▶ _Task directions_: Please set down, word for word, each line from the one containing "khelif96, line 24: Although" through the final line of the records below, both included, and nothing else.
*** Begin section ***
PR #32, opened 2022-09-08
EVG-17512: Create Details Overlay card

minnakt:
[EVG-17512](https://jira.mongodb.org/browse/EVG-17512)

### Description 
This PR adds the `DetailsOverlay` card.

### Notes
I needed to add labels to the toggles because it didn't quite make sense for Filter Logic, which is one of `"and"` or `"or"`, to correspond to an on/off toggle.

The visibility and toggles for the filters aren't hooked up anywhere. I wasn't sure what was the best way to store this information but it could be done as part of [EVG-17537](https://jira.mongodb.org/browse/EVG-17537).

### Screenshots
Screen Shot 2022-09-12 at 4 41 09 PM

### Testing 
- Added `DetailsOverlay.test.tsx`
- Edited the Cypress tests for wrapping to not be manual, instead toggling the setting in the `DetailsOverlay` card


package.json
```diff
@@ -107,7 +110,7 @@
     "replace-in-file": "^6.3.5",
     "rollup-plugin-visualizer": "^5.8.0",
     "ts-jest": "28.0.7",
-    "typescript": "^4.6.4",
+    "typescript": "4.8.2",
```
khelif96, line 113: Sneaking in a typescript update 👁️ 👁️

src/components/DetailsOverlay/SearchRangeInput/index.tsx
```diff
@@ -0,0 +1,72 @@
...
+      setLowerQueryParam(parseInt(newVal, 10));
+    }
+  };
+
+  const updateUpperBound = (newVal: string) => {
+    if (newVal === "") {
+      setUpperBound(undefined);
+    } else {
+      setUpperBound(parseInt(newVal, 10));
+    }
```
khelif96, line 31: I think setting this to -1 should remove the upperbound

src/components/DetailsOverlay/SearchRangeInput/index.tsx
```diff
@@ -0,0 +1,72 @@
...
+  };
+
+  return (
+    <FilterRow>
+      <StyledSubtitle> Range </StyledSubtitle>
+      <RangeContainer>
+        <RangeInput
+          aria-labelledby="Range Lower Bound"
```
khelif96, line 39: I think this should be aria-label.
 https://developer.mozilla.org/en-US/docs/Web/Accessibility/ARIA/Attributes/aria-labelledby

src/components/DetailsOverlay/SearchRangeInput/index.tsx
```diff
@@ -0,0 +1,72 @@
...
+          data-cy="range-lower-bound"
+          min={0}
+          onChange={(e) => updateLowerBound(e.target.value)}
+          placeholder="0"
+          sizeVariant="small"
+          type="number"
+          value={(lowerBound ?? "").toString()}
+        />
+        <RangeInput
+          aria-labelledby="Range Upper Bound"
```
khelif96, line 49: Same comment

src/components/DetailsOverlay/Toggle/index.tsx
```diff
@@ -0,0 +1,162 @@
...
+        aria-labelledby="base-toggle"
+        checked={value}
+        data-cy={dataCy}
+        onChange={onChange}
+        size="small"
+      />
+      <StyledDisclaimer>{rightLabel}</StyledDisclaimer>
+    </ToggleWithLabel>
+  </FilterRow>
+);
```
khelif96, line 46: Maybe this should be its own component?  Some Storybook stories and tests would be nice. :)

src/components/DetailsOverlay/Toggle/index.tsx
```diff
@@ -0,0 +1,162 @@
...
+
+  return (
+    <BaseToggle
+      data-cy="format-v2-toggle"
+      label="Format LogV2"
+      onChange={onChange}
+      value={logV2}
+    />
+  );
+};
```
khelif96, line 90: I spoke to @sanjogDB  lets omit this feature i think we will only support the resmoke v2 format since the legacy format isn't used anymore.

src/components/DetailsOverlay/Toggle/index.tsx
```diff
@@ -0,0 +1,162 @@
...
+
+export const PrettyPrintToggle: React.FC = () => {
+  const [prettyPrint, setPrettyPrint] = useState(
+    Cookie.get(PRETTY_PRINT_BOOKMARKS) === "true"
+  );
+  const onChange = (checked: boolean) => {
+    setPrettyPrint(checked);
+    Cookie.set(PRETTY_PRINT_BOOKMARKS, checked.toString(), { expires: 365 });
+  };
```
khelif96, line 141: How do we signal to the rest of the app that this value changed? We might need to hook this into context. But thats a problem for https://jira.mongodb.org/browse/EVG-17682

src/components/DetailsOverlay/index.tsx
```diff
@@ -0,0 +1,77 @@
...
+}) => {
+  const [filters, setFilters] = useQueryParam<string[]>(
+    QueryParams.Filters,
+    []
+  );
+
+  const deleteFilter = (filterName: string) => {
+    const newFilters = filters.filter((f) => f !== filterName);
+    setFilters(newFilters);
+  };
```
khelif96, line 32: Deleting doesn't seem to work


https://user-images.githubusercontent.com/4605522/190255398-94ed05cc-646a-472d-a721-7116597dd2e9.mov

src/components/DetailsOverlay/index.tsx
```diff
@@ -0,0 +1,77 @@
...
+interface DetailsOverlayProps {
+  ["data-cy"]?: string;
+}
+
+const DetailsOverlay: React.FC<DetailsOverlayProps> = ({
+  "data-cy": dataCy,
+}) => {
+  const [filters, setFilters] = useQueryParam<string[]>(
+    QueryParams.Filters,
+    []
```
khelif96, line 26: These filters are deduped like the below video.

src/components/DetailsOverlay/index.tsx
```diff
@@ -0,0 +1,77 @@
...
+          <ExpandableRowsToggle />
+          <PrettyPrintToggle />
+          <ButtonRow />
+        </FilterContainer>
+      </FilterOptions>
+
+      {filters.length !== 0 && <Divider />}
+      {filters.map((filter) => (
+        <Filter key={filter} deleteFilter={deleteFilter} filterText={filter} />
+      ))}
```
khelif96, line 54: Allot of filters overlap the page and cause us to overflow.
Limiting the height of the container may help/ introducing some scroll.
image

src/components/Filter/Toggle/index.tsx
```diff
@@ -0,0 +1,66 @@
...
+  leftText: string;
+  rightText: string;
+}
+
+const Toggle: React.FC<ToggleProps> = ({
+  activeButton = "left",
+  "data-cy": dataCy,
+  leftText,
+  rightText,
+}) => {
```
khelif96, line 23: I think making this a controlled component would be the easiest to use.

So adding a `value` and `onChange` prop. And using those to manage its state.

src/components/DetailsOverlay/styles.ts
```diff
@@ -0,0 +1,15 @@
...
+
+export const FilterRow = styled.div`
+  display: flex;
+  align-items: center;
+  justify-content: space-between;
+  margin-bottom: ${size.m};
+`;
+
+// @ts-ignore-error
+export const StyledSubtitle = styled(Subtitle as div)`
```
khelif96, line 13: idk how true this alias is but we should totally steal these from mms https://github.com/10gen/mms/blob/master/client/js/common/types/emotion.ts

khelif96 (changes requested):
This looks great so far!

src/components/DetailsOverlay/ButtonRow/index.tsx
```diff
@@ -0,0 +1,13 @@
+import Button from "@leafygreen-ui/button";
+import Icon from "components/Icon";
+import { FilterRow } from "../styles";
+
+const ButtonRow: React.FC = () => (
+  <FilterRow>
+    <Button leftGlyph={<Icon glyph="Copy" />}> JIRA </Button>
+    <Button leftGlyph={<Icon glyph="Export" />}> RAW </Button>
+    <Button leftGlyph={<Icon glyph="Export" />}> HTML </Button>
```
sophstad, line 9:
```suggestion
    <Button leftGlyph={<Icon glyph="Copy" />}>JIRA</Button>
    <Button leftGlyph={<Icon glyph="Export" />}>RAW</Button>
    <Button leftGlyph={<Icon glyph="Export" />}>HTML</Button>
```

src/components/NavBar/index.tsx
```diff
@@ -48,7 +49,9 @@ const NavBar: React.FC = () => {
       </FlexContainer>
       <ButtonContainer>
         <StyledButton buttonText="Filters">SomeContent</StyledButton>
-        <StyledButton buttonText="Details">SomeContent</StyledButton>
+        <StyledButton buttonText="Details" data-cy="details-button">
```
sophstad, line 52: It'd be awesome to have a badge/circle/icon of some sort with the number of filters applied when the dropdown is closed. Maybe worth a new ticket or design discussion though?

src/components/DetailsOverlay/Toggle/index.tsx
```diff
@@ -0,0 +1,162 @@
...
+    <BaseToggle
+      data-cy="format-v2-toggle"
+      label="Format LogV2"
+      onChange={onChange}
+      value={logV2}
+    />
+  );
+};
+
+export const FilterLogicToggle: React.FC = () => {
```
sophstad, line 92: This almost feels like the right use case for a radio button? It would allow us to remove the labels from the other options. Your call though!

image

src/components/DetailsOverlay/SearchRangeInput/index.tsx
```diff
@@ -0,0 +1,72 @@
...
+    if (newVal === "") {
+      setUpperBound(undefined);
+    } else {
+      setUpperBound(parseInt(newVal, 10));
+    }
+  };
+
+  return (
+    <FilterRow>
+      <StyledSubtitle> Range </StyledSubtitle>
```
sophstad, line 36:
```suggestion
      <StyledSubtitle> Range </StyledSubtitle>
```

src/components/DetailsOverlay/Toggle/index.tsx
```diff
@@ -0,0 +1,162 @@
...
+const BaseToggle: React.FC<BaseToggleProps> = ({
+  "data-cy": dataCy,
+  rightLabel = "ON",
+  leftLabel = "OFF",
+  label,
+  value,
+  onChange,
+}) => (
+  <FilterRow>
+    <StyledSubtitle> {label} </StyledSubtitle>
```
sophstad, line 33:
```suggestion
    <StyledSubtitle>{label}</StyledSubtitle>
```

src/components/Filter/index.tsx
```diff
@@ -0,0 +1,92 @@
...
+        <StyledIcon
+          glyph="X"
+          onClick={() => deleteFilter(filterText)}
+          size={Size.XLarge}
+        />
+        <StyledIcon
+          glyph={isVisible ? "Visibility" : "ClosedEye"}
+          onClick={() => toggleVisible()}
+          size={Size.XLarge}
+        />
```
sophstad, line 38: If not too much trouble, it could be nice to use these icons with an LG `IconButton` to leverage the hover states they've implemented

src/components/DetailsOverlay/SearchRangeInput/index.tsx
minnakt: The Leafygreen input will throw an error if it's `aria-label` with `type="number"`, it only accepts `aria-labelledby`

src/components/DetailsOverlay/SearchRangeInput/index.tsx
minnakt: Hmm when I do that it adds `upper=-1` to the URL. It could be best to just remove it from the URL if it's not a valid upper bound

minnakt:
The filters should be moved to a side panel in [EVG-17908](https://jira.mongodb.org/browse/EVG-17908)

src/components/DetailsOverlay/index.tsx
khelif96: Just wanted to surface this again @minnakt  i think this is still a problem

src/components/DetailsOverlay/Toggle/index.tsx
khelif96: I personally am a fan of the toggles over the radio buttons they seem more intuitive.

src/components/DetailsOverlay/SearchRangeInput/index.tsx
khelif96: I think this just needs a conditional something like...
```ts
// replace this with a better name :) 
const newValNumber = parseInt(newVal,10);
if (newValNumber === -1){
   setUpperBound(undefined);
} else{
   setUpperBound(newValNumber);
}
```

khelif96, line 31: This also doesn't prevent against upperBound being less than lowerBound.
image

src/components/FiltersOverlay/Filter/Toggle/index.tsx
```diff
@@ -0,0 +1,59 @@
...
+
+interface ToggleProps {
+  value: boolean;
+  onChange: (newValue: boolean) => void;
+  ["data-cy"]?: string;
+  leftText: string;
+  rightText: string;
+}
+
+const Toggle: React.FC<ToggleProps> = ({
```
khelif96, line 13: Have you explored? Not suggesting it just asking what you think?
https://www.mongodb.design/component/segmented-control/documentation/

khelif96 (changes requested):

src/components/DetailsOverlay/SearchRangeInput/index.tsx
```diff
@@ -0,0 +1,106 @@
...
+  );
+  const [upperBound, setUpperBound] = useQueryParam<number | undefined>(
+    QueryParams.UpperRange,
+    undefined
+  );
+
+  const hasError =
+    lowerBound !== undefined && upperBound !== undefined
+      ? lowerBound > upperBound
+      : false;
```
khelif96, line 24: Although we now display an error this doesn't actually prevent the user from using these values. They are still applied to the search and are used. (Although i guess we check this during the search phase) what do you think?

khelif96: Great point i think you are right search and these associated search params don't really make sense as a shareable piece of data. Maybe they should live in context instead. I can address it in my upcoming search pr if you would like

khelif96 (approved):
*** End section ***
▶ _Your response_:
khelif96, line 24: Although we now display an error this doesn't actually prevent the user from using these values. They are still applied to the search and are used. (Although i guess we check this during the search phase) what do you think?

khelif96: Great point i think you are right search and these associated search params don't really make sense as a shareable piece of data. Maybe they should live in context instead. I can address it in my upcoming search pr if you would like

khelif96 (approved):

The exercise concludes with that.